PR #3906, opened 2026-08-13
Apply MJCF compiler settotalmass on import

### LINKED ISSUE #3689: [BUG] MJCF compiler settotalmass is ignored
## Description

Newton currently ignores MJCF `<compiler settotalmass="...">`. Native MuJoCo rescales the compiled model's dynamic body masses and inertias so their total reaches the requested value, whereas Newton retains the authored values.

This changes accelerations, gravity response, contacts, actuator behavior, and controller tuning.

## Minimal reproduction

```xml
<mujoco>
  <compiler settotalmass="10"/>
  <worldbody>
    <body name="body">
      <freejoint/>
      <geom type="sphere" size="0.1" mass="2"/>
    </body>
  </worldbody>
</mujoco>
```

Native MuJoCo compiles this body with mass 10, while Newton retains mass 2.

## Expected behavior

Each MJCF import should rescale the bodies created by that import to the requested total mass, without modifying bodies that already existed in the destination `ModelBuilder`. Both mass and inertia must use the same scale factor.

## Edge cases and validation

- Multiple bodies with mixed explicit geom masses and `<inertial>` definitions.
- Zero-total-mass and static-only models.
- Import into a nonempty builder.
- Fixed-joint collapse and builder composition.
- Comparison of body masses and inertias with native MuJoCo.

## Coordination

PR #3596 changes MJCF inertia selection and mass aggregation. An implementation should coordinate with or follow that work to avoid conflicting mass-computation paths.

deepspace28:
## Description

MJCF `<compiler settotalmass>` rescales a compiled model so its body masses sum to the requested value. Newton ignored the attribute, so imported models kept their authored masses — changing accelerations, gravity response, contacts, and actuator tuning relative to native MuJoCo.

The rescale is applied at the end of `parse_mjcf`, over only the bodies the import created.

I confirmed the semantics against native `mujoco` 3.11 by compiling each case rather than inferring them from the docs, and **two of my initial assumptions were wrong** (both corrected [in the issue thread](https://github.com/newton-physics/newton/issues/3689#issuecomment-5281731550)):

- **Every non-world body counts, jointless ones included.** A static body of mass 3 beside a dynamic body of mass 1 rescales to `7.5` and `2.5` for a requested total of 10 — not to 10 for the dynamic body alone.
- **A zero-mass import needs no diagnostic.** It is simply left alone. A *moving* body with zero mass never reaches the rescale, being rejected earlier against `mjMINVAL` for unrelated reasons.

Confirmed as expected: mass and inertia take the **same linear factor**, not its square (`mass 2 → 10` alongside `inertia 0.008 → 0.04`), and a non-positive `settotalmass` is a no-op (`"0"` and `"-1"` both leave masses untouched).

Two decisions worth review attention:

1. **Scope.** `settotalmass` describes the imported model, so importing into a populated `ModelBuilder` leaves its existing bodies untouched, and they do not dilute the scale factor. This is what the issue asks for, but it is a deliberate divergence from a literal reading of the attribute name.
2. **The inverses are scaled, not recomputed.** `1/(m·k)` is exactly `inv_mass/k`, so scaling keeps `body_inv_mass` and `body_inv_inertia` in step without inverting a possibly-singular inertia, and leaves the zero placeholders marking static bodies undisturbed.

The rescale runs before any fixed-joint collapse, while the imported bodies still occupy a contiguous index range. A uniform scale commutes with the collapse's additive merge, so the ordering is a matter of index stability rather than of result.

Closes #3689

## Checklist

## Test plan

```
uv run --extra dev --extra sim -m newton.tests -k TestImportMjcfSetTotalMass
```

10 new tests, all passing. The full `test_import_mjcf` module also passes — 276 tests, no regressions.

**Verified the tests fail without the fix:** stashing the `import_mjcf.py` change leaves **6 of the 10 red**. The other 4 assert no-change behaviour, so they are guards against a careless fix rather than against the missing feature. Rather than assume they earn their place, I mutation-tested them against the finished fix:

| Mutation | Caught by |
| --- | --- |
| Drop the two inverse updates | `test_inverse_mass_and_inertia_stay_consistent` only |
| Scale inertia by `mass_scale ** 2` | both inertia tests |

Expected values throughout are those native MuJoCo 3.11 produces for the same XML, read from `MjModel.body_mass` / `body_inertia`.

## Bug fix

**Steps to reproduce:**

1. Author an MJCF model with `<compiler settotalmass="10"/>` and a single body whose geom mass is 2.
2. Import it with `ModelBuilder.add_mjcf()`.
3. Observe the body retains mass 2, where native MuJoCo compiles it to 10.

**Minimal reproduction:**

```python
import newton

MJCF = """
<mujoco>
  <compiler settotalmass="10"/>
  <worldbody>
    <body name="body">
      <freejoint/>
      <geom type="sphere" size="0.1" mass="2"/>
    </body>
  </worldbody>
</mujoco>
"""

builder.add_mjcf(MJCF)
print(builder.body_mass[0])  # 2.0 before this PR, 10.0 after — MuJoCo compiles 10.0
```

---

### Unrelated observation, not addressed here

While working on the inertia path I noticed the guard at `import_mjcf.py:2304`:

```python
if any(x for x in I_m):
    builder.body_inv_inertia[link] = wp.inverse(I_m)
else:
    builder.body_inv_inertia[link] = I_m
```

Iterating a `wp.mat33` yields its rows, and a `wp.vec3` is always truthy, so `any(...)` returns `True` even for an all-zero matrix and the `else` branch is unreachable — `wp.inverse` is called on a singular inertia regardless. It predates this change and I have left it alone to keep the diff focused, but I am happy to open a separate issue or fold a fix in here if you would prefer.

## Summary by CodeRabbit

* **New Features**
  * MJCF imports now support the `<compiler settotalmass>` setting, proportionally adjusting imported body masses and inertias.
  * Heightfield elevation data is normalized consistently across supported sources.
  * MJCF actuator imports now support additional joint, site, and slider-crank transmission configurations.

* **Bug Fixes**
  * Ball-joint damping now preserves authored values or applies builder defaults correctly.
  * Heightfield row orientation and constant-data handling are corrected.
  * Non-positive mass targets remain unchanged, and existing builder bodies are excluded from rescaling.


deepspace28:
Thanks — the slop flag was fair on the code comments, so I've tightened them in d96e6a5.

The block above the rescale opened by restating what the code does, and ran to thirteen comment lines against twelve lines of code. `AGENTS.md` asks for the opposite ("brief, and only for non-obvious code... explain *why*, not *what* the code already shows"), so that was a real miss rather than a false positive.

Now eight lines, keeping only the four things the code cannot show:

- why the scope is this import rather than the whole builder,
- why the rescale precedes the fixed-joint collapse,
- why a zero total is skipped,
- why the inverses are scaled rather than recomputed.

The fuller derivation still exists — it lives in the commit message and the PR description, which is where it belongs.

I left the test docstrings as they are: `AGENTS.md` requires a docstring on every test and permits a body elaborating on complex ones, and they carry the provenance of the expected numbers (native MuJoCo 3.11 output) rather than restating the assertions. Happy to trim those too if a reviewer disagrees.

No behaviour change: the ten tests still pass, and six still fail against `main`'s importer.

deepspace28:
Thanks — both actionable points are in `fb6754b6`.

**Helper name.** Renamed `_settotalmass_mjcf` to `_mjcf_settotalmass` across all eleven call sites, matching the prefix-first rule in `AGENTS.md`.

**Sentinel comment.** This was a genuine inaccuracy, not just verbosity: an explicit `settotalmass="0"` stays `0.0`, and only an *absent* attribute becomes `-1.0`, so "share a sentinel" was wrong. What they actually share is the behaviour — both are non-positive, so both disable rescaling. Reworded to say that.

**The seven-line comment is already gone.** This review covered `afcf119..cada685`, but `d96e6a5` had trimmed that block from thirteen comment lines to three about an hour earlier, for the same reason. It currently reads:

```python
# settotalmass describes the imported model, so bodies the destination builder
# already held are excluded from both the sum and the scale. Runs before any
# fixed-joint collapse, while the imported bodies are still contiguous.
```

Happy to shorten it further if a reviewer still finds it long, though I'd want to keep the scope and ordering rationale somewhere — both are decisions the code cannot show.

No behaviour change in either commit: ten tests still pass, and six still fail against `main`'s importer.

deepspace28:
Gentle ping on this one.

The blocker looks procedural rather than technical: `Check Author Membership` and `detect-api-changes` are both green, but `Require Manual Approval for External PRs` has been sitting at *waiting* since the 13th, so the full suite has never actually run. Could a maintainer approve the workflow run?

The branch is 15 commits behind `main` now, though still conflict-free. Happy to rebase before the run if that's preferred — just say the word and I'll push.

Issue #1524, opened 2026-02-04
Handle USD parsing of multi-dof joints, MjcActuators


eric-heiden:
[Converting](https://github.com/newton-physics/mujoco-usd-converter) the gym humanoid (`nv_humanoid.xml` from `newton/tests/assets`) from MJCF to USD results in multi-dof joints getting mapped not to D6 joints but to individual revolute joints for every dof, so we have potentially more than one joint in USD between 2 bodies. This currently breaks our USD parser (it thinks there are cycles in the joint graph).

See the converted [humanoid_mjc.txt](https://github.com/user-attachments/files/25063858/humanoid_mjc.txt) (replace .txt with .usda) for such a multi-dof articulation with MjcActuator prims.

Besides adding parsing support for such assets, we need to update the handling of MJC actuators: `mjc:target` (the transmission target of an MjcActuator) needs to be resolved to the MuJoCo dof index from the USD prim path of the respective joint dof. So we need to keep a mapping of these prim paths to dof indices somewhere to be able to resolve the `mjc:target` index. Maybe something like `ModelBuilder.joint_dof_key` could be used added so every dof (including the multi-dof D6 joint) can register its own USD path.

andrewkaufman:
@eric-heiden re the parsing issue
> This currently breaks our USD parser (it thinks there are cycles in the joint graph).

Is this a UsdPhysics parser issue or a Newton parser issue?

andrewkaufman:
> mjc:target 

Does the mjc target ever target a single dof of a multi-dof joint? I think it only targets all dofs equally?

eric-heiden:
This is a Newton parser issue, I assumed so far there can only be one joint between bodies.

@andrewkaufman The `mjc:target` appears to target the entire joint indeed, but since we combine multiple dofs into a single D6 joint in Newton (we do this in the MJCF parser, and have to do that also in the USD parser as part of this issue) we need to keep track of these individual joint prim paths of the dofs that got subsumed in those D6 joints. I think for now this "joint dof path" can be handled through CustomAttributes on the MJC schema parser at least.

andrewkaufman:
> since we combine multiple dofs into a single D6 joint in Newton (we do this in the MJCF parser

I guess I'm not understanding why we do that. Is that beneficial for some other solvers? It seems like it could only be lossy (or at best equivalent but slow/confusing) for SolverMujoco

eric-heiden:
[...]

PR #1512, opened 2026-02-02
Introduce Extended Contact Attributes & Refactor `SensorContact`

camevor:
## Description
This PR introduce Extended Contact Attributes – analogous to Extended State Attributes – for interfacing with solver outputs, such as contact forces. This is used to access contact force information in `SensorContact` via a specified interface.

Further changes:
* fill & use Newton fields on `Contacts` struct to avoid ad-hoc assignment of structs
* remove `populate_contacts` function

Resolves #1283, resolves #624

## Newton Migration Guide

Please ensure the migration guide for **warp.sim** users is up-to-date with the changes made in this PR.

- [ ] The migration guide in ``docs/migration.rst`` is up-to date

## Before your PR is "Ready for review"

- [ ] Necessary tests have been added and new examples are tested (see `newton/tests/test_examples.py`)
- [ ] Documentation is up-to-date
- [ ] Code passes formatting and linting checks with `pre-commit run -a`

## Summary by CodeRabbit

* **New Features**
  * Models and builders can request optional per-contact attributes; sensors auto-request contact force by default.

* **Documentation**
  * New consolidated "Extended Attributes" guide covering contact and state attributes; sensor docs updated to reference it.

* **Breaking Changes**
  * Legacy contact-population helper removed—use the solver-based contact update flow.
  * Contact data format changed to shape-indexed contacts and spatial-force vectors (fields updated).

PR #3908, opened 2026-08-13
Drop the line-search block-dimension workaround

### LINKED ISSUE #3544: Remove SolverMuJoCo line-search block-dimension workaround
Newton currently forces `self.mjw_model.block_dim.linesearch_iterative = 32` after `mujoco_warp.put_model()`. This workaround was added in #3502 because MuJoCo Warp selected a 512-thread block for models with `nv > 500`, causing the elliptic line-search kernel to exceed the CUDA registers-per-block limit on some architectures and fail with CUDA error 701.

The issue was resolved upstream by [google-deepmind/mujoco_warp#1524](https://github.com/google-deepmind/mujoco_warp/pull/1524), which caps the large-model line-search block dimension at 256.

Once Newton integrates the first MuJoCo Warp release containing that fix:

- Remove the `linesearch_iterative = 32` override from `SolverMuJoCo`.
- Let MuJoCo Warp select the upstream block dimension.
- Verify large-`nv` models using elliptic cones run successfully on CUDA, including Ada GPUs.
- Run the existing `SolverMuJoCo` regression tests.

deepspace28:
## Description

`SolverMuJoCo` forced `block_dim.linesearch_iterative = 32` immediately after `mujoco_warp.put_model()`. #3502 added it because MuJoCo Warp selected a 512-thread block for models with `nv > 500`, overrunning the CUDA registers-per-block limit and failing with error 701.

google-deepmind/mujoco_warp#1524 capped that upstream, and the cap ships in `mujoco-warp` 3.11.0 — the version `pyproject.toml` already pins. `mujoco_warp/_src/io.py`:

```python
if mjm.nv > 500:
    m.block_dim.linesearch_iterative = 256
```

So the workaround now overrides a value upstream has already chosen safely, holding large models to a needlessly small line-search block.

**The change is narrower than "remove an unconditional assignment" suggests.** I raised on the issue that deleting the line would also hand models below the threshold back to the upstream default, and that this was a wider behaviour change than the issue implied. Having checked, that concern was unfounded — upstream's `BlockDim()` default for this field is **also 32**:

```
upstream BlockDim() default = 32
bodies=   2  nv=  12  linesearch_iterative=32
bodies= 100  nv= 600  linesearch_iterative=256
```

Models at or below `nv > 500` are therefore bit-identical. The only behavioural change is `32 → 256` above the threshold, which is exactly what the issue asks for.

Closes #3544

## Checklist

## Test plan

```
uv run --extra dev --extra sim -m newton.tests -k TestMuJoCoLinesearchBlockDim
```

The new test builds a 100-body free-joint model (`nv = 600`, over the threshold) and asserts the solver leaves the field at whatever `put_model()` chose. It compares against `put_model()`'s own value rather than a literal `256`, so it keeps its meaning if MuJoCo Warp retunes the number.

**Verified it fails without the change** — restoring the override gives `AssertionError: 32 != 256`. A model over the threshold is the only one that can detect the regression, since it is the only one whose value differs from the default.

Regression runs, all passing:

| Suite | Result |
| --- | --- |
| `test_mujoco_solver` | 272 passed, 7 skipped |
| `test_mujoco_reset`, `test_mujoco_fk_consistency`, `test_mujoco_general_actuators` | 39 passed |
| `TestMuJoCoLinesearchBlockDim` on CPU | passed |

**One limitation worth stating plainly:** the original error 701 was architecture-dependent. I verified on an RTX 3050 (sm_86) that a `nv = 600` model builds and steps without it, so this demonstrates the override is unnecessary on that architecture — not on every architecture that originally hit the failure. If there is a specific model or `nv` range from #3502 that reproduced it more reliably, I am happy to run against that instead.

## Bug fix

**Steps to reproduce:**

1. Build a model with `nv > 500` (100 bodies with free joints suffices).
2. Construct a `SolverMuJoCo` for it.
3. Read `solver.mjw_model.block_dim.linesearch_iterative`.
4. Observe `32`, where MuJoCo Warp had selected `256`.

**Minimal reproduction:**

```python
import warp as wp
import newton

for i in range(100):
    body = builder.add_body(xform=wp.transform(wp.vec3(i * 0.5, 0.0, 1.0), wp.quat_identity()), mass=1.0)
    builder.add_shape_sphere(body, radius=0.1)
    builder.add_joint_free(body)

solver = SolverMuJoCo(builder.finalize())
print(solver.mj_model.nv)                                   # 600
print(solver.mjw_model.block_dim.linesearch_iterative)      # 32 before, 256 after
```

## Summary by CodeRabbit

- **Bug Fixes**
  - Removed a fixed line-search block-size restriction, allowing MuJoCo Warp to select an appropriate size automatically.
  - Improved reliability when solving large models, including models with more than 500 degrees of freedom.

- **Tests**
  - Added regression coverage for large models and repeated CUDA simulation steps.


Miko997 (commented):
Checked the pinned MuJoCo Warp version and the upstream cap. Models at or below `nv = 500` keep the default 32, while larger models retain MuJoCo Warp's 256 selection. The regression would catch the override returning. Looks good.

deepspace28:
Both points were fair — addressed in `e777b480`.

**Optional-dependency handling.** Replaced the bare `import mujoco_warp` with `SolverMuJoCo.import_mujoco()` inside a `try`/`except ImportError` that skips, matching the existing pattern at `test_menagerie_mujoco.py:61`. You're right that the direct import turned a missing backend into a failure instead of a skip.

**Runtime coverage.** Also correct, and the better catch — the sizing assertion cannot detect a launch fault, because the block dimension only matters once the kernel actually runs. Added `test_large_elliptic_model_steps_on_cuda`, which targets the original failure mode rather than a generic solve: error 701 occurred in the **elliptic** line-search kernel, so the model is imported with `cone="elliptic"` and `nv > 500`, stepped five times, then `wp.synchronize()`d — launch failures surface asynchronously, so without the sync the test would pass through a real fault. It skips when the default device is not CUDA, verified by running with the default device set to `cpu`:

```
test_large_elliptic_model_steps_on_cuda ... skipped 'block dimensions only constrain CUDA kernel launches'
test_linesearch_block_dim_is_left_to_mujoco_warp ... ok
```

Both models now come from one MJCF helper so the cone option is set where MuJoCo parses it, rather than patched onto an already-built model.

274 tests pass in `test_mujoco_solver`; the sizing test still fails against `main` with `32 != 256`.

One correction on the framing, since it would otherwise end up in the record: the review describes the PR objective as including elliptic-cone execution "including Ada GPUs". The PR doesn't claim that — the hardware here is an **RTX 3050, sm_86 (Ampere)**, and I flagged in the description that error 701 was architecture-dependent, so this demonstrates the override is unnecessary on that one architecture rather than on every architecture that originally hit it. The new test narrows that gap but does not close it; only CI on the affected hardware can.

jcarius-nv (approved):
Reviewed at `60aa507d9e43dbc22ab177c9ef0ee255271108a4`.

## Review summary

- **Standards:** No substantive findings. The regression uses `unittest`, public Newton APIs, compliant test docstrings, and a justified synchronization point for asynchronous CUDA launch failures.
- **Spec:** The change satisfies #3544: Newton removes its obsolete `linesearch_iterative = 32` override, leaves block-size selection to the pinned MuJoCo Warp 3.11.0, and covers both delegation and the large-`nv` elliptic CUDA runtime path.
- **Fit:** **Fits.** `SolverMuJoCo` is the right owner for removing the downstream workaround it introduced, while MuJoCo Warp remains the sustainable owner of kernel launch tuning. The change adds no public API, configuration, dependency, or maintenance surface.

Validation at this head:

- `TestMuJoCoLinesearchBlockDim`: 2/2 passed under `--strict-warnings` on an NVIDIA L4 (Ada, `sm_89`).
- The large elliptic test compiled and launched `_linesearch_iterative` with `nv > 500`.
- `git diff --check` passed.

## Context

This closes a useful loop in Alain Denzler's earlier MuJoCo Warp work:

1. [MuJoCo Warp #1512](https://github.com/google-deepmind/mujoco_warp/pull/1512) stabilized elliptic line search by computing small float32 cost changes directly instead of subtracting nearly equal absolute costs.
2. The resulting register-heavy elliptic kernel exposed a launch problem on Ada: for `nv > 500`, the prior 512-thread selection required about 78K registers against CUDA's 64K-per-block limit and failed with error 701.
3. [Newton #3502](https://github.com/newton-physics/newton/pull/3502) integrated that numerical fix and added the emergency downstream override to 32 threads. Review-time coverage found no performance regression from that temporary setting on the measured large pyramidal workload.
4. Alain then implemented the permanent upstream solution in [MuJoCo Warp #1524](https://github.com/google-deepmind/mujoco_warp/pull/1524), capping the large-model block size at 256. This is safe by construction because `256 * 255 <= 65,536`, and the accompanying benchmarks retained essentially all of the wider block's benefit.
5. Alain opened #3544 to remove Newton's override once the upstream cap shipped. Newton now pins MuJoCo Warp 3.11.0, which contains that fix.

The resulting behavior is narrow: models with `nv <= 500` remain at the upstream default of 32, while larger models use the upstream-selected 256. No line-search algorithm or convergence behavior is intentionally changed.

Approved. Thanks for carrying the workaround through to a focused regression and clean upstream ownership.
※ ※ ※
EXERCISE PROMPT: List the lines of the material in which the word "real" occurs.

SOLUTION TO THE EXERCISE:
The block above the rescale opened by restating what the code does, and ran to thirteen comment lines against twelve lines of code. `AGENTS.md` asks for the opposite ("brief, and only for non-obvious code... explain *why*, not *what* the code already shows"), so that was a real miss rather than a false positive.
**Runtime coverage.** Also correct, and the better catch — the sizing assertion cannot detect a launch fault, because the block dimension only matters once the kernel actually runs. Added `test_large_elliptic_model_steps_on_cuda`, which targets the original failure mode rather than a generic solve: error 701 occurred in the **elliptic** line-search kernel, so the model is imported with `cone="elliptic"` and `nv > 500`, stepped five times, then `wp.synchronize()`d — launch failures surface asynchronously, so without the sync the test would pass through a real fault. It skips when the default device is not CUDA, verified by running with the default device set to `cpu`:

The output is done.